According to “Trumponomics” co-author Art Laffer, the Fed should heed the advice of President Donald Trump and Wall Street and lower short-term interest rates.

“I do think it’s in the cards,” said Laffer, who served as an economic adviser for both Trump and Ronald Reagan who also is known for the “Laffer Curve,” a theory that says raising taxes beyond a certain point becomes counterproductive for raising tax revenues.

The bond market continues to signal a rate cut the further into the year we get, with nearly a 70% chance for a cut by the Fed’s December meeting. The Fed raised rates four times in 2018, helping cause a lot of stock market volatility in the fourth quarter.

The 10-year Treasury yield has dropped almost 10% since the beginning of the year, down to 2.43% Tuesday. In contrast, the S&P 500 has risen 13% in 2019, even under the threat of the U.S.-China trade war.
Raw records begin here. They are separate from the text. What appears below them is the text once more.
PR #441, opened 2023-10-14
ENH: new Flight.get_solution_at_time() method

Gui-FernandesBR:
## Pull request type

## Checklist

## Current behavior
If by any chance you want to know the state vector that corresponds to a specific time of the flight, there's no easy way to do so.

## New behavior
There's this new method that returns the numpy array of the solution state at a specific time. If the user choose a time that do not exists in the timesteps, a warning is raised and the code automatically changes to the closest time step.

## Breaking change

- [x] No

## Additional information
- This feature is particularly important for us to work on multi-stage and deployable flights.
- I was not sure if it was better to return the np.array object or a list. I chose array because I thought it could be more useful and faster, but honestly this was arbitrary and I don't think there is a big difference between the two options.
- as I am creating this PR on windows, I wonder if the integrators of the Flight class will give the exact same behavior on linux when I upload this to github actions. Let's see!

### DIFF
--- a/rocketpy/simulation/flight.py
+++ b/rocketpy/simulation/flight.py
@@ -1934,7 +1934,7 @@ class Flight:
         """Returns time array from solution."""
         return self.solution_array[:, 0]
 
-    def get_solution_at_time(self, t):
+    def get_solution_at_time(self, t, atol=1e-3):
         """Returns the solution state vector at a given time. If the time is
         not found in the solution, the closest time is used and a warning is
         raised.
@@ -1943,6 +1943,10 @@ class Flight:
         ----------
         t : float
             Time in seconds.
+        atol : float, optional
+            Absolute tolerance for time comparison. Default is 1e-3. If the
+            difference between the time and the closest time in the solution
+            is greater than this value, a warning is raised.
 
         Returns
         -------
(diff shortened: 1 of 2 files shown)


rocketpy/simulation/flight.py
```diff
@@ -1934,6 +1934,33 @@ def time(self):
...
+        Returns
+        -------
+        solution : np.array
+            Solution state at time t. The array follows the format of the
+            solution array, with the first column being time like this:
+            [t, x, y, z, vx, vy, vz, e0, e1, e2, e3, omega1, omega2, omega3].
+
+        """
+        time_index = find_closest(self.time, t)
+        if abs(self.time[time_index] - t) > 1e-5:
```
phmbressan, line 1956: The way this is implemented here is good, but I would like to raise discussion about the following points:

- It might be convenient to have a `tol=1e-5` parameter;
- The counter argument would be that this parameter has no effect in code, only toggles a warning.

I mentioned this, because this value `1e-5` seems quite arbitrary. Is this warning really important?

phmbressan (approved):

rocketpy/simulation/flight.py
Gui-FernandesBR: I just thought it would be wrong if the user sets a time but we take the state of a time close but not equal to the time he/she set.

I think adding this tolerance parameter could help, I will make it optional.

Gui-FernandesBR: Solved by [422bb51](https://github.com/RocketPy-Team/RocketPy/pull/441/commits/422bb51cf1ffcb1a586f79f7c063addaa103eb0b)

PR #446, opened 2023-10-29
DOCs: linter corrections to Function class

Gui-FernandesBR:
## Pull request type

## Checklist

## Current behavior
- The `Function` class is hard to read: code is mostly dated from 4 years ago, some list operations takes several code lines
- The black linter doesn't cover all the problems reported by pylint, which makes my IDE throw several errors and fix suggestions. 
- Some docstrings are missing
- Some variables still use camelCase

## New behavior
- Small changes, no break changes, less errors, more readability!
- Overall pylint score in the function.py file:
    - before: 7.25/10
    - after: 9.55/10 
- Also, added `.flake8` and `.pylintrc` files to set the configuration for our project. Ideally, this should be 
- For the future: introduce `isort` and `mypy` integration.
- **All of these is improving the general quality of our code source, putting us in a better position as a python library**

## Breaking change
- [x] No

## Additional information
- There is still a major problem in this file which is the too generic exception inside the funcify decorator, as recently pointed out by @phmbressan  I left a TODO for the future.
- Please notice the diff shows 800 added lines, but more 600 are just the new .pylintrc file, which is generated automatically and doesn't need to be reviewed. So this PR essencially introduces 200 new code lines.
- Waiting for review if the action get checked


Gui-FernandesBR:
Hey, I'd like to discuss this suggestion:

image

Gui-FernandesBR:
Should we add a page in the documentation describing how to use the linters during the development phases?

.flake8
MateusStano, line 1: Are the `.flake8` and `.pylintrc` files needed? If so, why?

MateusStano (changes requested):

MateusStano:
> Hey, I'd like to discuss this suggestion:

I prefer `plot1D` over `plot1d`, in fact I think that's why I did not change it in the snake case PR. But I get that it technically is not snake case

If `plot1d` is the best way forward then I think the suggestion is the best way to go

rocketpy/mathutils/function.py
```diff
@@ -954,7 +954,9 @@ def to_frequency_domain(self, lower, upper, sampling_frequency, remove_dc=True):
         >>> time = np.linspace(0, 10, 1000)
         >>> signal = np.sin(2 * np.pi * main_frequency * time)
         >>> time_domain = Function(np.array([time, signal]).T)
-        >>> frequency_domain = time_domain.to_frequency_domain(lower=0, upper=10, sampling_frequency=100)
+        >>> frequency_domain = time_domain.to_frequency_domain(
+        ...     lower=0, upper=10, sampling_frequency=100
+        ... )
```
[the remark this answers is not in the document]
Gui-FernandesBR: Works fine for me.

image

.flake8
Gui-FernandesBR: They are important to set the configurations for flake8 and pylint in the whole project. This is useful when one is working with other developers in the same project and wants to check linters results. 

From now on, we can edit these files to set custom linter rules for the RocketPy repo.
The size of these files are also irrelevant.

rocketpy/mathutils/function.py
```diff
@@ -1420,47 +1420,42 @@ def __interpolate_polynomial__(self):
...
         # Store coefficients
-        self.__spline_coefficients__ = np.array([y[0:-1], b, c[0:-1], d])
+        self.__spline_coefficients__ = np.vstack([y[:-1], b, c[:-1], d])
 
     def __interpolate_akima__(self):
         """Calculate akima spline coefficients that fit the data exactly"""
         # Get x and y values for all supplied points
-        x = self.x_array
-        y = self.y_array
+        x, y = self.x_array, self.y_array
```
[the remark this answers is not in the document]
Gui-FernandesBR: If you do not feel confortable with the changes after reading the code, please consider that there's a `test_integral_spline_interpolation` test function to cover the spline interpolations, so we should be free of any possible errors here.

I understand your concern as the diff changes of this function are not exactly easy to read, but I think that the final version is better in both speed and readability.

Gui-FernandesBR:
> > Hey, I'd like to discuss this suggestion:
> 
> I prefer `plot1D` over `plot1d`, in fact I think that's why I did not change it in the snake case PR. But I get that it technically is not snake case
> 
> If `plot1d` is the best way forward then I think the suggestion is the best way to go

I understand that you prefer one option above other. But I think we should try to be as intuitive as possible with the methods names. If rocketpy follows snake_case, then it is easier to imagine that te function is called `plot1d` than `plot1D`. Imagine the case where you have to spell the function name to someone else, that would be confusing I guess. Also, I cannot see any advantage for using the `plot1D` name besides of your preference, can you?

Alternatively, we could also write `plot1d = plot1D` in any part of this file so both options are accepted, but this is a sort of a workaround.

rocketpy/mathutils/function.py
```diff
@@ -2286,6 +2273,7 @@ def differentiate(self, x, dx=1e-6, order=1):
             return (
                 self.get_value(x + dx) - 2 * self.get_value(x) + self.get_value(x - dx)
             ) / dx**2
+        return None
```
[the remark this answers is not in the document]
Gui-FernandesBR: Solved. Thanks for noticing this.

rocketpy/mathutils/function.py
```diff
@@ -144,8 +154,8 @@ def set_source(self, source):
         # Import CSV if source is a string or Path and convert values to ndarray
         if isinstance(source, (str, Path)):
             # Read file and check for headers
-            f = open(source, "r")
-            first_line = f.readline()
+            with open(source, mode="r", encoding="utf-8") as f:
+                first_line = f.readline()
```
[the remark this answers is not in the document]
Gui-FernandesBR: Same comment as in #442

.pylintrc
```diff
@@ -0,0 +1,636 @@
...
+# List of plugins (as comma separated values of python module names) to load,
+# usually to register additional checkers.
+load-plugins=
+
+# Pickle collected data for later comparisons.
+persistent=yes
+
+# Minimum Python version to use for version dependent checks. Will default to
+# the version used to run pylint.
+py-version=3.11
```
phmbressan, line 91: Should we change this line to RocketPy minimum supported version (`Python 3.8`)?

rocketpy/mathutils/function.py
```diff
@@ -1420,47 +1419,42 @@ def __interpolate_polynomial__(self):
...
             return self.set_interpolation("spline")
         # Create coefficient matrix1
-        A = np.zeros((degree + 1, degree + 1))
+        matrix = np.zeros((degree + 1, degree + 1))
         for i in range(degree + 1):
-            A[:, i] = x**i
+            matrix[:, i] = x**i
         # Solve the system and store the resultant coefficients
-        self.__polynomial_coefficients__ = np.linalg.solve(A, y)
+        self.__polynomial_coefficients__ = np.linalg.solve(matrix, y)
```
phmbressan, line 1426: I know PyLint flags this, but between `matrix` and `A` I almost prefer `A` since it is a common "standard" in mathematical interpolation equation. However, perhaps an even better name would be: `sys_coefficient` or `vandermond_matrix`.

See: https://en.wikipedia.org/wiki/Polynomial_interpolation#Second_proof

rocketpy/mathutils/function.py
```diff
@@ -2080,7 +2066,7 @@ def __rpow__(self, other):
         Parameters
         ----------
         other : int, float, callable
-            What self will exponentiate.
+            The object that will be exponentiate by function.
```
phmbressan, line 2069:
```suggestion
            The object that will be exponentiated by function.
```

phmbressan (approved):

rocketpy/mathutils/function.py
```diff
@@ -68,22 +73,26 @@ def __init__(
         -------
         None
         """
+        # initialize variables to avoid pylint W0201
```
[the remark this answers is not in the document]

“The Fed has always followed interest rates (in the bond market) not led them,” Laffer said in an interview on CNBC’s “Squawk Box”. “I think the chance of a lowering is quite high.”

Laffer, who co-wrote “Trumponomics: Inside the America First Plan to Revive Our Economy” along with economist Stephen Moore, who was forced to withdraw from Fed board consideration this month, said the central bank should worry less about low inflation by allowing the economy to continue growing unfettered.

“You can have a very strong economy with low interest rates,” Laffer said.

The Fed’s dual mandates are to control inflation and maximize employment, and the central bank uses higher interest rates to prevent the economy from overheating.

However, as Laffer notes, “inflation is not a simple thing to understand,” saying he was “totally wrong” when he predicted inflation would rise due to the Fed’s prolonged easy money policies and QE used to boost the economy out of the Great Recession about a decade ago.